++++ EXERCISE DATA ++++

PR #20, opened 2022-01-12
Add TokenId to MetadataValue

jonmattgray:
Makes it possible for metadata to be of the existing `TokenId` type.

- [x] add `TokenId` to the MetadataValue enum in the runtime
- [x] add `TokenId` to the MetadataValue enum in the mock
- [x] add pallet test and change a couple of others to include examples of `TokenId` metadata
- [x] version bumps

### DIFF
--- a/pallets/simple-nft/src/mock.rs
+++ b/pallets/simple-nft/src/mock.rs
@@ -62,7 +62,7 @@ impl system::Config for Test {
 }
 
 parameter_types! {
-    pub const MaxMetadataCount: u32 = 3;
+    pub const MaxMetadataCount: u32 = 4;
 }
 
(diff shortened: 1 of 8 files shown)


pallets/simple-nft/src/mock.rs
```diff
@@ -62,7 +62,7 @@ impl system::Config for Test {
 }
 
 parameter_types! {
-    pub const MaxMetadataCount: u32 = 3;
+    pub const MaxMetadataCount: u32 = 4;
```
jonmattgray, line 65: increased this so the test for all metadata types (now 4) in one token still worked

mattdean-digicatapult (approved):
LGTM

PR #21, opened 2022-01-14
Use correct build target name from new image

danielcooperxyz:
The new docker build workflow needs a small fix for the new dockerfile, due to name changes.

Questions for possible changes that we can include to tidy up the workflow:
- Remove sscache on line 108?
- Remove buildkit cache on line 119?


mattdean-digicatapult (approved):
I think that will do it. Just get approval from @dblane-digicatapult and then this can merge

dblane-digicatapult (approved):

PR #22, opened 2022-01-17
Pre release workflow

danielcooperxyz:
Add pre-release versioning for feature branches

- [x] Install tomlq, via cargo, if not found 
- [x] Define pre-release version format e.g. `v2.6.1-feature/pre-release-workflow`
- [x] Specfiy a build as pre-release if `branch_name != main`
- [x] Trigger docker builds for pre release versions

### DIFF
--- a/.github/workflows/check-and-test.yml
+++ b/.github/workflows/check-and-test.yml
@@ -17,7 +17,7 @@ jobs:
         with:
           fetch-depth: 0
       - run: git fetch --tags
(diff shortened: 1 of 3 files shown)


mattdean-digicatapult (changes requested):
Some changes from a first pass. We also need to look at cache keys here

mattdean-digicatapult (approved):

PR #24, opened 2022-01-19
Feature/pre release workflow

danielcooperxyz:
Fix issue with the old versions being overwritten


mattdean-digicatapult (commented):
I'm still not sure about the logic here. If `main` is on a pre-release version and we merge a PR not changing the version, no release should be overwritten. I believe as things stand this will happen. I think the actual change here may need to be to the workflow to basically never build if we don't have a new version and we're on `main`

mattdean-digicatapult (approved):

PR #27, opened 2022-01-26
Feature/helm chart

dblane-digicatapult:
Implementing helm chart

### DIFF
--- a/.github/workflows/release-helm.yml
+++ b/.github/workflows/release-helm.yml
@@ -111,7 +111,6 @@ jobs:
       is_new_version: ${{ steps.get_version.outputs.IS_NEW_VERSION }}
       version: ${{ steps.get_version.outputs.VERSION }}
       build_date: ${{ steps.get_version.outputs.BUILD_DATE }}
-      is_prerelease: ${{ steps.get_version.outputs.IS_PRERELEASE }}
     steps:
       - uses: actions/checkout@v2
       - run: git fetch --depth=1 --tags origin
--- a/.github/workflows/release-helm.yml
+++ b/.github/workflows/release-helm.yml
@@ -1,0 +1,147 @@
+name: Release helm charts
+
+on:
+  push:
+    branches: ["main"]
+    paths:
+      - 'helm/vitalam-node'
+
+jobs:
+
+  preconditions:
+    runs-on: ubuntu-latest
+    outputs:
+      repo_name: ${{ steps.repo_ids.outputs.REPO_NAME }}
+      org_name: ${{ steps.repo_ids.outputs.ORG_NAME }}
+    steps:
+      - name: Checkout
+        uses: actions/checkout@v2
+        with:
+          fetch-depth: 0
+      - name: Check token
+        run: |
+          if [ -z "${{ secrets.GITHUB_TOKEN }}"]; then
+            echo "Must provide a GITHUB_TOKEN secret in order to run release workflow"
+            exit 1
+          fi
+      - name: Get repository identifiers
+        id: repo_ids
+        run: |
+          REPO_NAME=$(echo "${{ github.event.repository.name }}" | tr '[:upper:]' '[:lower:]')
+          ORG_NAME=$(echo "${{ github.event.repository.owner.name }}" | tr '[:upper:]' '[:lower:]')
+          echo "::set-output name=REPO_NAME::$REPO_NAME"
+          echo "::set-output name=ORG_NAME::$ORG_NAME"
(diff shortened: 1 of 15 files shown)


helm/vitalam-node/Chart.yaml
```diff
@@ -0,0 +1,6 @@
+apiVersion: v2
+name: node
+description: A Helm chart to deploy Substrate/Polkadot nodes
+type: application
+version: 0.23.0
+appVersion: "0.0.1"
```
mattdean-digicatapult, line 6: I think we should probably update these. Note that the helm version is now decoupled from the app version so that should also be the case here right?

helm/vitalam-node/.helmignore
```diff
@@ -0,0 +1,2 @@
+/examples
+/scripts
```
mattdean-digicatapult, line 2: What does `.helmignore` do?

helm/vitalam-node/README.md
```diff
@@ -0,0 +1,103 @@
+# Substrate/Polkadot node helm chart
```
mattdean-digicatapult, line 1: We should probably be updating this a bit

.github/workflows/release-helm.yml
```diff
@@ -0,0 +1,147 @@
...
+        run: ct install  --charts helm/${{ needs.preconditions.outputs.repo_name }}/
+
+  check-version:
+    name: "Check version"
+    runs-on: ubuntu-latest
+    outputs:
+      is_new_version: ${{ steps.get_version.outputs.IS_NEW_VERSION }}
+      version: ${{ steps.get_version.outputs.VERSION }}
+      build_date: ${{ steps.get_version.outputs.BUILD_DATE }}
+      is_prerelease: ${{ steps.get_version.outputs.IS_PRERELEASE }}
```
mattdean-digicatapult, line 114: we're not using `is_prelease` so this should probably go

scripts/check-helm-version.sh
```diff
@@ -0,0 +1,46 @@
...
+  echo "##[set-output name=VERSION;]$CURRENT_VERSION"
+  echo "##[set-output name=BUILD_DATE;]$(date -u +'%Y-%m-%dT%H:%M:%SZ')"
+  echo "##[set-output name=IS_NEW_VERSION;]true"
+  if [[ $CURRENT_VERSION =~ [-] ]]; then
+    echo "##[set-output name=IS_PRERELEASE;]true"
+    echo "##[set-output name=NPM_RELEASE_TAG;]next"
+  else
+    echo "##[set-output name=IS_PRERELEASE;]false"
+    echo "##[set-output name=NPM_RELEASE_TAG;]latest"
+  fi
```
mattdean-digicatapult, line 43: `npm` is certainly irrelevant here as is the prerelease thing. Probably just delete this entirely?

scripts/check-helm-version.sh
```diff
@@ -0,0 +1,46 @@
+#! /bin/bash
+
+# exit when any command fails
+set -e
+
+function check_version_greater () {
+  local current=$1
+  local git_versions="${2:-0.0.0}"
```
mattdean-digicatapult, line 8: These aren't git versions so naming here is confusing. Perhaps `published_versions`?

mattdean-digicatapult (changes requested):

helm/vitalam-node/Chart.yaml
dblane-digicatapult: This is updated from the release that we forked from.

++++

### WHAT IS REQUIRED
Copy every line above without altering a word.

### YOUR SOLUTION
PR #20, opened 2022-01-12
Add TokenId to MetadataValue

jonmattgray:
Makes it possible for metadata to be of the existing `TokenId` type.

- [x] add `TokenId` to the MetadataValue enum in the runtime
- [x] add `TokenId` to the MetadataValue enum in the mock
- [x] add pallet test and change a couple of others to include examples of `TokenId` metadata
- [x] version bumps

### DIFF
--- a/pallets/simple-nft/src/mock.rs
+++ b/pallets/simple-nft/src/mock.rs
@@ -62,7 +62,7 @@ impl system::Config for Test {
 }
 
 parameter_types! {
-    pub const MaxMetadataCount: u32 = 3;
+    pub const MaxMetadataCount: u32 = 4;
 }
 
(diff shortened: 1 of 8 files shown)


pallets/simple-nft/src/mock.rs
```diff
@@ -62,7 +62,7 @@ impl system::Config for Test {
 }
 
 parameter_types! {
-    pub const MaxMetadataCount: u32 = 3;
+    pub const MaxMetadataCount: u32 = 4;
```
jonmattgray, line 65: increased this so the test for all metadata types (now 4) in one token still worked

mattdean-digicatapult (approved):
LGTM

PR #21, opened 2022-01-14
Use correct build target name from new image

danielcooperxyz:
The new docker build workflow needs a small fix for the new dockerfile, due to name changes.

Questions for possible changes that we can include to tidy up the workflow:
- Remove sscache on line 108?
- Remove buildkit cache on line 119?


mattdean-digicatapult (approved):
I think that will do it. Just get approval from @dblane-digicatapult and then this can merge

dblane-digicatapult (approved):

PR #22, opened 2022-01-17
Pre release workflow

danielcooperxyz:
Add pre-release versioning for feature branches

- [x] Install tomlq, via cargo, if not found 
- [x] Define pre-release version format e.g. `v2.6.1-feature/pre-release-workflow`
- [x] Specfiy a build as pre-release if `branch_name != main`
- [x] Trigger docker builds for pre release versions

### DIFF
--- a/.github/workflows/check-and-test.yml
+++ b/.github/workflows/check-and-test.yml
@@ -17,7 +17,7 @@ jobs:
         with:
           fetch-depth: 0
       - run: git fetch --tags
(diff shortened: 1 of 3 files shown)


mattdean-digicatapult (changes requested):
Some changes from a first pass. We also need to look at cache keys here

mattdean-digicatapult (approved):

PR #24, opened 2022-01-19
Feature/pre release workflow

danielcooperxyz:
Fix issue with the old versions being overwritten


mattdean-digicatapult (commented):
I'm still not sure about the logic here. If `main` is on a pre-release version and we merge a PR not changing the version, no release should be overwritten. I believe as things stand this will happen. I think the actual change here may need to be to the workflow to basically never build if we don't have a new version and we're on `main`

mattdean-digicatapult (approved):

PR #27, opened 2022-01-26
Feature/helm chart

dblane-digicatapult:
Implementing helm chart

### DIFF
--- a/.github/workflows/release-helm.yml
+++ b/.github/workflows/release-helm.yml
@@ -111,7 +111,6 @@ jobs:
       is_new_version: ${{ steps.get_version.outputs.IS_NEW_VERSION }}
       version: ${{ steps.get_version.outputs.VERSION }}
       build_date: ${{ steps.get_version.outputs.BUILD_DATE }}
-      is_prerelease: ${{ steps.get_version.outputs.IS_PRERELEASE }}
     steps:
       - uses: actions/checkout@v2
       - run: git fetch --depth=1 --tags origin
--- a/.github/workflows/release-helm.yml
+++ b/.github/workflows/release-helm.yml
@@ -1,0 +1,147 @@
+name: Release helm charts
+
+on:
+  push:
+    branches: ["main"]
+    paths:
+      - 'helm/vitalam-node'
+
+jobs:
+
+  preconditions:
+    runs-on: ubuntu-latest
+    outputs:
+      repo_name: ${{ steps.repo_ids.outputs.REPO_NAME }}
+      org_name: ${{ steps.repo_ids.outputs.ORG_NAME }}
+    steps:
+      - name: Checkout
+        uses: actions/checkout@v2
+        with:
+          fetch-depth: 0
+      - name: Check token
+        run: |
+          if [ -z "${{ secrets.GITHUB_TOKEN }}"]; then
+            echo "Must provide a GITHUB_TOKEN secret in order to run release workflow"
+            exit 1
+          fi
+      - name: Get repository identifiers
+        id: repo_ids
+        run: |
+          REPO_NAME=$(echo "${{ github.event.repository.name }}" | tr '[:upper:]' '[:lower:]')
+          ORG_NAME=$(echo "${{ github.event.repository.owner.name }}" | tr '[:upper:]' '[:lower:]')
+          echo "::set-output name=REPO_NAME::$REPO_NAME"
+          echo "::set-output name=ORG_NAME::$ORG_NAME"
(diff shortened: 1 of 15 files shown)


helm/vitalam-node/Chart.yaml
```diff
@@ -0,0 +1,6 @@
+apiVersion: v2
+name: node
+description: A Helm chart to deploy Substrate/Polkadot nodes
+type: application
+version: 0.23.0
+appVersion: "0.0.1"
```
mattdean-digicatapult, line 6: I think we should probably update these. Note that the helm version is now decoupled from the app version so that should also be the case here right?

helm/vitalam-node/.helmignore
```diff
@@ -0,0 +1,2 @@
+/examples
+/scripts
```
mattdean-digicatapult, line 2: What does `.helmignore` do?

helm/vitalam-node/README.md
```diff
@@ -0,0 +1,103 @@
+# Substrate/Polkadot node helm chart
```
mattdean-digicatapult, line 1: We should probably be updating this a bit

.github/workflows/release-helm.yml
```diff
@@ -0,0 +1,147 @@
...
+        run: ct install  --charts helm/${{ needs.preconditions.outputs.repo_name }}/
+
+  check-version:
+    name: "Check version"
+    runs-on: ubuntu-latest
+    outputs:
+      is_new_version: ${{ steps.get_version.outputs.IS_NEW_VERSION }}
+      version: ${{ steps.get_version.outputs.VERSION }}
+      build_date: ${{ steps.get_version.outputs.BUILD_DATE }}
+      is_prerelease: ${{ steps.get_version.outputs.IS_PRERELEASE }}
```
mattdean-digicatapult, line 114: we're not using `is_prelease` so this should probably go

scripts/check-helm-version.sh
```diff
@@ -0,0 +1,46 @@
...
+  echo "##[set-output name=VERSION;]$CURRENT_VERSION"
+  echo "##[set-output name=BUILD_DATE;]$(date -u +'%Y-%m-%dT%H:%M:%SZ')"
+  echo "##[set-output name=IS_NEW_VERSION;]true"
+  if [[ $CURRENT_VERSION =~ [-] ]]; then
+    echo "##[set-output name=IS_PRERELEASE;]true"
+    echo "##[set-output name=NPM_RELEASE_TAG;]next"
+  else
+    echo "##[set-output name=IS_PRERELEASE;]false"
+    echo "##[set-output name=NPM_RELEASE_TAG;]latest"
+  fi
```
mattdean-digicatapult, line 43: `npm` is certainly irrelevant here as is the prerelease thing. Probably just delete this entirely?

scripts/check-helm-version.sh
```diff
@@ -0,0 +1,46 @@
+#! /bin/bash
+
+# exit when any command fails
+set -e
+
+function check_version_greater () {
+  local current=$1
+  local git_versions="${2:-0.0.0}"
```
mattdean-digicatapult, line 8: These aren't git versions so naming here is confusing. Perhaps `published_versions`?

mattdean-digicatapult (changes requested):

helm/vitalam-node/Chart.yaml
dblane-digicatapult: This is updated from the release that we forked from.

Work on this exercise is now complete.